Cant have reproducible results with GPU

Hi everyone,
I am using pytorch(1.10.2)(cudnn=8.1.1_11.2) both with Jupyter and VSCode. I have reproducible results with CPU but not with GPU (use only 1 gpu). I use 3D Resnet for my prediction model. I remove the last two layers of ResNet34 (pooling and FC layers) and add my own classifier (including ConvTranspose3d and AvgPool3d (non-deterministic algorithms)). I also do random cropping for data augmentation. I use the followings for the seeds:

def setup_seed(seedno):
os.environ[‘PYTHONHASHSEED’] = str(seedno)
torch.backends.cudnn.deterministic = True
torch.backends.cudnn.benchmark = False

def _init_fn(worker_id):
worker_seed = torch.initial_seed() % 2**32

g = torch.Generator()

train_loader = DataLoader(train_dataset, batch_size=4, shuffle=True, num_workers=40, prefetch_factor=256, drop_last=True, worker_init_fn=numpy.random.seed(int(42)))

val_loader = DataLoader(validation_dataset, batch_size=1, shuffle=False, num_workers=40, prefetch_factor=256, drop_last=True, worker_init_fn=numpy.random.seed(int(42)))

test_loader = DataLoader(test_dataset, batch_size=1, shuffle=False, num_workers=40, prefetch_factor=256,drop_last=True, worker_init_fn=numpy.random.seed(int(42)))

When I use torch.use_deterministic_algorithms(True), I got the error of
“RuntimeError: avg_pool3d_backward_cuda does not have a deterministic implementation…”.
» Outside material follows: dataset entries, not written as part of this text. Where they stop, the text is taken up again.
PR #9079, opened 2020-05-18
Introduce a random sleep in the Netdata updater

prologic:
##### Summary

ssia

##### Component Name

- area/packaging

##### Test Plan

Tested the shell expression:

```#!sh
sleep $(((RANDOM % 10) + 1))s
```

##### Additional Information

This will hopefully aliviate the stampede like effect we're seeing in Netdata
Cloud Production where we see spikes of disconnections and reconenctions.
The timing lines up with the default Debian crontab entry for "daily" jobs
and thus adding a random sleep into the updater should help spread this out
a bit and reduce load on our system9s) in short intervals.

### DIFF
--- a/packaging/installer/netdata-updater.sh
+++ b/packaging/installer/netdata-updater.sh
@@ -213,8 +213,9 @@ trap cleanup EXIT
 # Random sleep to aileviate stampede effect of Agents upgrading
 # and disconnecting/reconnecting at the same time (or near to).
 # But only we're not a controlling terminal (tty)
+# Randomly sleep between 1s and 60m
 if [ ! -t 1 ]; then
-  sleep $((RANDOM % (3600 - 1800 + 1) + 1800))s
+  sleep $(((RANDOM % 3600) + 1))s
 fi
 
 # Usually stored in /etc/netdata/.environment
--- a/packaging/installer/netdata-updater.sh
+++ b/packaging/installer/netdata-updater.sh
@@ -212,7 +212,10 @@ trap cleanup EXIT
 
 # Random sleep to aileviate stampede effect of Agents upgrading
 # and disconnecting/reconnecting at the same time (or near to).
-sleep $(((RANDOM % 10) + 1))s
+# But only we're not a controlling terminal (tty)
+if [ ! -t 1 ]; then
+  sleep $((RANDOM % (3600 - 1800 + 1) + 1800))s
+fi
 
 # Usually stored in /etc/netdata/.environment
 : "${ENVIRONMENT_FILE:=THIS_SHOULD_BE_REPLACED_BY_INSTALLER_SCRIPT}"
--- a/packaging/installer/netdata-updater.sh
+++ b/packaging/installer/netdata-updater.sh
@@ -185,8 +185,8 @@ update() {
       do_not_start="--dont-start-it"
     fi
 
-    if [ -n "${NETDATA_SELECTED_DASHBOARD}" ] ; then
-        env="NETDATA_SELECTED_DASHBOARD=${NETDATA_SELECTED_DASHBOARD}"
+    if [ -n "${NETDATA_SELECTED_DASHBOARD}" ]; then
+      env="NETDATA_SELECTED_DASHBOARD=${NETDATA_SELECTED_DASHBOARD}"
     fi
 
     info "Re-installing netdata..."
@@ -209,6 +209,10 @@ logfile=
 tmpdir=
 
 trap cleanup EXIT
+
+# Random sleep to aileviate stampede effect of Agents upgrading
+# and disconnecting/reconnecting at the same time (or near to).
+sleep $(((RANDOM % 10) + 1))s
 
 # Usually stored in /etc/netdata/.environment
 : "${ENVIRONMENT_FILE:=THIS_SHOULD_BE_REPLACED_BY_INSTALLER_SCRIPT}"
--- a/tests/updater_checks.bats
+++ b/tests/updater_checks.bats
@@ -56,6 +56,9 @@ setup() {
 	# Run the updater, with the override so that it uses the local repo we have at hand
 	# Try to run the installed, if any, otherwise just run the one from the repo
 	export NETDATA_LOCAL_TARBAL_OVERRIDE="${PWD}"
+	# Disable random sleep / splay for netdata-updater to avoid sampede effect
+	# of many agents (dis|re)connecting too quickly all at onace to Netdata Cloud
+	unset RANDOM; export RANDOM=0
 	/etc/cron.daily/netdata-updater || ./packaging/installer/netdata-updater.sh
 	! grep "new_installation" "${ENV}"
 }


cakrit:
The sleep command is too early in the script, there are a couple of possible failure conditions that would prevent installation further down. It should probably go before the actual running of the installation code, after the checksum validation. 

This is a bad hack, I don't like it at all. Have we really exhausted all other options and have to resort to this?

Ferroin:
> This is a bad hack, I don't like it at all. Have we really exhausted all other options and have to resort to this?

There is _zero_ functionality to provide this in any of the task schedulers we do or could use for our updater. The expectation is that if a job needs random jitter like this, it will handle it itself.. I'm not hugely fond of it myself (it should ideally be set up so it only runs when run non-interactively, and I'd go with a much longer range (more like 5-10 minutes, at least)), but it's better than nothing.

Aside from the stampede effect we're seeing in Netdata Cloud due to updates, it's also good practice to help avoid putting undue load on our update infrastructure.

Also, this is generally expected behavior for automated update systems. See for example FreeBSD's update tool (it refuses to run non-interactively without special handling, and the cron job mode sleeps a random number of seconds up to a full hour before actually doing it's job).

cakrit:
Ok, fine, just move it to after the sanity checks.

cakrit:
Fine, go ahead. I see we are trying to spread out the downloads themselves as well, so the sleep can't go much later than where it is...

packaging/installer/netdata-updater.sh
```diff
@@ -210,6 +210,10 @@ tmpdir=
 
 trap cleanup EXIT
 
+# Random sleep to aileviate stampede effect of Agents upgrading
+# and disconnecting/reconnecting at the same time (or near to).
+sleep $(((RANDOM % 10) + 1))s
+
```
Ferroin, line 216: On further thought, I'm very strongly of the opinion that this should:

1. Be used only when run non-interactively (no controlling terminal for the script is sufficient IMO).
2. Be _much_ longer on the maximum, probably at least 5 minutes, but more ideally closer to half an hour or an hour.

ilyam8: probably we need something like that

```
min = x
max = y
sleep = rand(max - min) + min
```

Ferroin: Provided it's a uniform distribution (which I believe is the case for the bash implementation of `$RANDOM`), we should just set the minimum at 0.

prologic: Unclear of the unformity of Bash's `$RANDOM` but the man page has this to say:

>        RANDOM Each time this parameter is referenced, a random integer between 0 and 32767 is generated.  The sequence of random numbers may  be
>              initialized  by  assigning  a  value  to  RANDOM.  If RANDOM is unset, it loses its special properties, even if it is subsequently
>              reset.

mfundul: Wait, so unsetting `$RANDOM` is a security concern? Like a shell could export `$RANDOM` to a subshell and kill the randomness?

Ferroin: @mfundul Yes. Most 'special' shell variables are only special until they're overridden by the environment. It's kind of like how some old languages let you use purely numeric identifiers.

prologic: Done

packaging/installer/netdata-updater.sh
```diff
@@ -210,6 +210,13 @@ tmpdir=
 
 trap cleanup EXIT
 
+# Random sleep to aileviate stampede effect of Agents upgrading
+# and disconnecting/reconnecting at the same time (or near to).
+# But only we're not a controlling terminal (tty)
+if [ ! -t 1 ]; then
+  sleep $((RANDOM % (3600 - 1800 + 1) + 1800))s
```
Ferroin, line 217: Unless I'm mistaken, this results in a range of 30-60 minutes for the delay. Is there some reason not to just make it 0-60 minutes instead if we're putting 60 minutes as the upper bound?

prologic: Its called "middle ground" I met you halfway. 😀

ilyam8: > Unless I'm mistaken, this results in a range of 30-60 minutes for the delay.

this is not clear from the code, i sugges to add it as a code ([min, max])

Ferroin: @prologic I think I might have been unclear then in what I was saying. I still think the lower limit should be 0 seconds, I just believe that we should spread across a much longer period of time than the 10s that your original code did.

If we really are just going to do a 30 minute range, then that should be 0-30 minutes, not 30-60.

prologic:
Sanity check before merging...

```#!sh
root@ubuntu2004:~# tail -f /var/log/syslog
May 26 00:45:01 ubuntu2004 CRON[81223]: (root) CMD (/usr/libexec/netdata/netdata-updater.sh)
root@ubuntu2004:~# ps aux | grep netdata-updater
root       81223  0.0  0.0   2608   544 ?        Ss   00:45   0:00 /bin/sh -c /usr/libexec/netdata/netdata-updater.sh
root       81224  0.0  0.3   7024  3412 ?        S    00:45   0:00 bash /usr/libexec/netdata/netdata-updater.sh
root       81227  0.0  0.0   6436   740 pts/0    S+   00:45   0:00 grep --color=auto netdata-updater
root@ubuntu2004:~# strace -p 81224
strace: Process 81224 attached
wait4(-1, ^Cstrace: Process 81224 detached
 <detached ...>
root@ubuntu2004:~# ps aux | grep sleep
root       81225  0.0  0.0   5476   592 ?        S    00:45   0:00 sleep 336s
root       81234  0.0  0.0   6432   724 pts/0    S+   00:46   0:00 grep --color=auto sleep
root@ubuntu2004:~# pstree -p 81223
sh(81223)───bash(81224)───sleep(81225)
```

Behaving as intended via CronD.

packaging/installer/netdata-updater.sh
```diff
@@ -185,8 +185,8 @@ update() {
       do_not_start="--dont-start-it"
     fi
 
-    if [ -n "${NETDATA_SELECTED_DASHBOARD}" ] ; then
-        env="NETDATA_SELECTED_DASHBOARD=${NETDATA_SELECTED_DASHBOARD}"
+    if [ -n "${NETDATA_SELECTED_DASHBOARD}" ]; then
+      env="NETDATA_SELECTED_DASHBOARD=${NETDATA_SELECTED_DASHBOARD}"
     fi
```
Ferroin, line 190: Not critical for this PR, but this block can actually be removed. It's left over from when we had the switcher script for the dashboard, I just forgot to remove it when that got removed.

prologic: Put up a PR to clean this up then :)

prologic:
Travis CI failures are becuase of:

```
00:00:49.878291  Running BATS file..
00:00:49.896820  1..3
00:02:22.894917  ok 1 install stable netdata using kickstart
No output has been received in the last 10m0s, this potentially indicates a stalled build or something wrong with the build itself.
Check the details on how to adjust your build configuration on: https://docs.travis-ci.com/user/common-build-problems/#build-times-out-because-no-output-was-received
The build has been terminated
```

Unintended side-effect of introducing a random delay.

prologic:
This can be fixed by disabling Bash's `$RANDOM` special variable by doing:

```#!sh
unset RANDOM; export RANODM=0
```

This permeates to subshells too;

```#!sh
$ unset RANDOM; export RANDOM=0; ( echo $RANDOM ); /bin/sh -c 'echo $RANDOM'
0
14598
```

The batches in train_loader are exactly the same for two runs but the test accuracies vary about ~%5 when using GPU (the results are exactly the same with CPU). When I check Reproducibility — PyTorch 2.0 documentation, it says some algorithms (e.g. AvgPool3d) are non-deterministic and cannot provide reproducible results. I would appreciate any suggestions on this issue.

You could create a feature request on GitHub for the missing deterministic algorithms of the 3d pooling layer or move it to the CPU as a current workaround.

@ptrblck thank you for your reply. I prefer to use GPU since it takes too long to train the model with CPU. Apparently, there is no way to get rid of this reproducibility issue while using some non-deterministic algorithms with GPU.